[Brief]: Among the entries below, find the lines with "diffOutput" and copy them.

[Source records]:
>>>

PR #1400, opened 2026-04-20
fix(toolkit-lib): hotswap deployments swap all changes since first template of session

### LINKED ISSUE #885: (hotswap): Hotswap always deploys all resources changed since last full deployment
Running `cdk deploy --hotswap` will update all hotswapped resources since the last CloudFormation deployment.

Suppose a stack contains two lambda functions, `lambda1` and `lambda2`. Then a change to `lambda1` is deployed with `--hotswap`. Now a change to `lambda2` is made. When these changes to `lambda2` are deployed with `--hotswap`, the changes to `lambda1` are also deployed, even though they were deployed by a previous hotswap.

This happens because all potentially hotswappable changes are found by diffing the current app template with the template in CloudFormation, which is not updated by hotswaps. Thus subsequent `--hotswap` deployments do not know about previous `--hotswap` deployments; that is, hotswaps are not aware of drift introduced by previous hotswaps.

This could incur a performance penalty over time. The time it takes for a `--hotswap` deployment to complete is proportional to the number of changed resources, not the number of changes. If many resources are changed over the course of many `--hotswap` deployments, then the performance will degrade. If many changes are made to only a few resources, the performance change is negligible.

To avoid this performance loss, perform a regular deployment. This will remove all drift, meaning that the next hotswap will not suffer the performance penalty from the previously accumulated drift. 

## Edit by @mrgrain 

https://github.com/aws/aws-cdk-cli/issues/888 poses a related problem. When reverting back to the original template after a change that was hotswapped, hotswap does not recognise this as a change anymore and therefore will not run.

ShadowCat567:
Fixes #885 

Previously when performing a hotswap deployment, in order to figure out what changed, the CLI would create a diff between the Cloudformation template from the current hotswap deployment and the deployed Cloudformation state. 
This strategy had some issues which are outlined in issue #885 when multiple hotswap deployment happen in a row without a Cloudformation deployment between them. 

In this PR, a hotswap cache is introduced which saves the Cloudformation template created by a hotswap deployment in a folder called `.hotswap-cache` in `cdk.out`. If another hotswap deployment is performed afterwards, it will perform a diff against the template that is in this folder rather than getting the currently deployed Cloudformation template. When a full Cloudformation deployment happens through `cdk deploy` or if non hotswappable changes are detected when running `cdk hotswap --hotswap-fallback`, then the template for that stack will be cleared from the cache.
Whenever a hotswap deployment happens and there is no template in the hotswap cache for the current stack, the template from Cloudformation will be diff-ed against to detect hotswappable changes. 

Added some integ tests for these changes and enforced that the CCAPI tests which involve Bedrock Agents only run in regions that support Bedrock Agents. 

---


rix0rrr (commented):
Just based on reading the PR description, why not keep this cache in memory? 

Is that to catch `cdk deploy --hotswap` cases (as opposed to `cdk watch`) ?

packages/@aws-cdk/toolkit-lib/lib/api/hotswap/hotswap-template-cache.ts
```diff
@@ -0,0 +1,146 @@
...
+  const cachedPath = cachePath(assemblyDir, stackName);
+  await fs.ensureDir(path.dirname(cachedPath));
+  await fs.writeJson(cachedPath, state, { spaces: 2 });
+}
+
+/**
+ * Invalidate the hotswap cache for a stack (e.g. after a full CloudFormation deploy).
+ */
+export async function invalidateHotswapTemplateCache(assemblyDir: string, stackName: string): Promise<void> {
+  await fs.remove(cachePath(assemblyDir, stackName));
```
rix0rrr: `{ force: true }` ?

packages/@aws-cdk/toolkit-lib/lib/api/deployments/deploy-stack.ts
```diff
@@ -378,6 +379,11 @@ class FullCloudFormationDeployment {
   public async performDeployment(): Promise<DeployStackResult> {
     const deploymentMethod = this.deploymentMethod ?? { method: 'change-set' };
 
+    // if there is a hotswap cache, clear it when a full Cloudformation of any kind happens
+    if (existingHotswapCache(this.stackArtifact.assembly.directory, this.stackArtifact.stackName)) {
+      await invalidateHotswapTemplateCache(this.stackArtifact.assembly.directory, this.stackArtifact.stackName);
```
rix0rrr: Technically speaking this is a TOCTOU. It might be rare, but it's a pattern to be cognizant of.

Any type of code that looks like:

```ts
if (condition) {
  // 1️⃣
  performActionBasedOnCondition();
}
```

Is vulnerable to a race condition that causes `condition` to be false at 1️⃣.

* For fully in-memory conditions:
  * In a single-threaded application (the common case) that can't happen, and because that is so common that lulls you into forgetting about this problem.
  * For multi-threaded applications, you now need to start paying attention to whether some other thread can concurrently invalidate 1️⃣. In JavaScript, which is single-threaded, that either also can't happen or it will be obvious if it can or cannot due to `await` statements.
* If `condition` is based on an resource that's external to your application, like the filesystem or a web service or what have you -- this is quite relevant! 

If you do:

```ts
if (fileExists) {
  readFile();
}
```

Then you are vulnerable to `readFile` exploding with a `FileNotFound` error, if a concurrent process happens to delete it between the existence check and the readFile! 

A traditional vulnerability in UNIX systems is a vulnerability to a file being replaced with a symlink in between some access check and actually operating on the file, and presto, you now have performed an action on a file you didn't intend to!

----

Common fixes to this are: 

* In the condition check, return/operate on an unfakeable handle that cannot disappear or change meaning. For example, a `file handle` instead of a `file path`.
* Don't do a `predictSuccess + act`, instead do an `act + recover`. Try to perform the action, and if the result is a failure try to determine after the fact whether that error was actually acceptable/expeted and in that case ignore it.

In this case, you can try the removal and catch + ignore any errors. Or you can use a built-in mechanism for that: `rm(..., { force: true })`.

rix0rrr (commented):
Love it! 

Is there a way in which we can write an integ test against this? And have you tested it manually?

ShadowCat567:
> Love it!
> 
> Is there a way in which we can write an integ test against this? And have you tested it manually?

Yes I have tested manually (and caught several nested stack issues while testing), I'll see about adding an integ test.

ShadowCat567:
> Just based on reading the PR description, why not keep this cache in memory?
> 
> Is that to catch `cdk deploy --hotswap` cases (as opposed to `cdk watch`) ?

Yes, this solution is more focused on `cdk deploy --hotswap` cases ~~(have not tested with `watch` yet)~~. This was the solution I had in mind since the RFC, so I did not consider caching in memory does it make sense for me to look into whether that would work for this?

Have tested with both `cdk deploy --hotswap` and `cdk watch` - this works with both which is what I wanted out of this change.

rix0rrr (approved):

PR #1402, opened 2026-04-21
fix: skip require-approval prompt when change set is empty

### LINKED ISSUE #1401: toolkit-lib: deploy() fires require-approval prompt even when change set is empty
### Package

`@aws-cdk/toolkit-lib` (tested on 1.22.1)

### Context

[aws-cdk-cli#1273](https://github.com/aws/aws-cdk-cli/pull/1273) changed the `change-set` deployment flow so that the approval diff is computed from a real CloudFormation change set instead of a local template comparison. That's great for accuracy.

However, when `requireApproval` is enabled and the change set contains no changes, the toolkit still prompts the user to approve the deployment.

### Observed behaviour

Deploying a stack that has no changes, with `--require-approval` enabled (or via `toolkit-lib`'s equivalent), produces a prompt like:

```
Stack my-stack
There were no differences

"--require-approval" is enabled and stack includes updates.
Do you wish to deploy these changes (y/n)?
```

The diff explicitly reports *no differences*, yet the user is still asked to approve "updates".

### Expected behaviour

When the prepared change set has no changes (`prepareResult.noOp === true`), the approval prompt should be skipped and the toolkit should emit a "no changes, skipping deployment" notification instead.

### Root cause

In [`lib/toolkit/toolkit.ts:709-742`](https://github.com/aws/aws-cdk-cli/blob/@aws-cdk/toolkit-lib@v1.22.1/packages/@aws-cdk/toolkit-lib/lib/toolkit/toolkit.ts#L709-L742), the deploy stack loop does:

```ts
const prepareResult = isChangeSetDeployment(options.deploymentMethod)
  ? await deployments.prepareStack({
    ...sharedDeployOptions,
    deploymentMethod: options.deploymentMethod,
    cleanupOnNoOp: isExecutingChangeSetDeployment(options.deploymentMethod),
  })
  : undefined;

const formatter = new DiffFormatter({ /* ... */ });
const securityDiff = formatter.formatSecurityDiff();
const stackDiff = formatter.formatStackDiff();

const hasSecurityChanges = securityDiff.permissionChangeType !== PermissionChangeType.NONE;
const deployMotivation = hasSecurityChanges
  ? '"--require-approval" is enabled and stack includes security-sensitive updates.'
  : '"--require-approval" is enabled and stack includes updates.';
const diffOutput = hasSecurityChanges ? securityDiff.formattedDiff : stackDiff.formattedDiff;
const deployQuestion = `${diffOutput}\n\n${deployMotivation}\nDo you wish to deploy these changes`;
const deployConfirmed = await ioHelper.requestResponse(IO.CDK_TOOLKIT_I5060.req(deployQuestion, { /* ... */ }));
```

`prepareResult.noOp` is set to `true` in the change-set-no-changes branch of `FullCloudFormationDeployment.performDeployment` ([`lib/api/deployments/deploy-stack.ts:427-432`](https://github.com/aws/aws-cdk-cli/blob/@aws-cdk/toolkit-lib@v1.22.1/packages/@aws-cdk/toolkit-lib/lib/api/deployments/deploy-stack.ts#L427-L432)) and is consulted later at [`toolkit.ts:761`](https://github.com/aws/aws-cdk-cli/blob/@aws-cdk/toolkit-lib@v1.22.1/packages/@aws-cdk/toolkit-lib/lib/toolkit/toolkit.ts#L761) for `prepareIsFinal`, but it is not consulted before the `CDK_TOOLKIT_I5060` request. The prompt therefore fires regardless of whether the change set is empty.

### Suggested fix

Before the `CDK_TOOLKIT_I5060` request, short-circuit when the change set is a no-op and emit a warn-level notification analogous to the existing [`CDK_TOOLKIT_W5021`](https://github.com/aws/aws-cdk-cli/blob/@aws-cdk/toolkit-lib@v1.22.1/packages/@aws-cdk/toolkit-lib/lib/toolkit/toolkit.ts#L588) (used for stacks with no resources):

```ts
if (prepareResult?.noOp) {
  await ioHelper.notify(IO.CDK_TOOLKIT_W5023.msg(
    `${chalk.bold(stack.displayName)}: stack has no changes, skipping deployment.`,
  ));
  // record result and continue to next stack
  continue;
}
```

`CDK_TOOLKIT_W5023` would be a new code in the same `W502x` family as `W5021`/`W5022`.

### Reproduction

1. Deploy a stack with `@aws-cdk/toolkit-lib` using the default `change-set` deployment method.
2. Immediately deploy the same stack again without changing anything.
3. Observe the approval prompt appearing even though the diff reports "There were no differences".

<<<

[Solution below]:
const diffOutput = hasSecurityChanges ? securityDiff.formattedDiff : stackDiff.formattedDiff;
const deployQuestion = `${diffOutput}\n\n${deployMotivation}\nDo you wish to deploy these changes`;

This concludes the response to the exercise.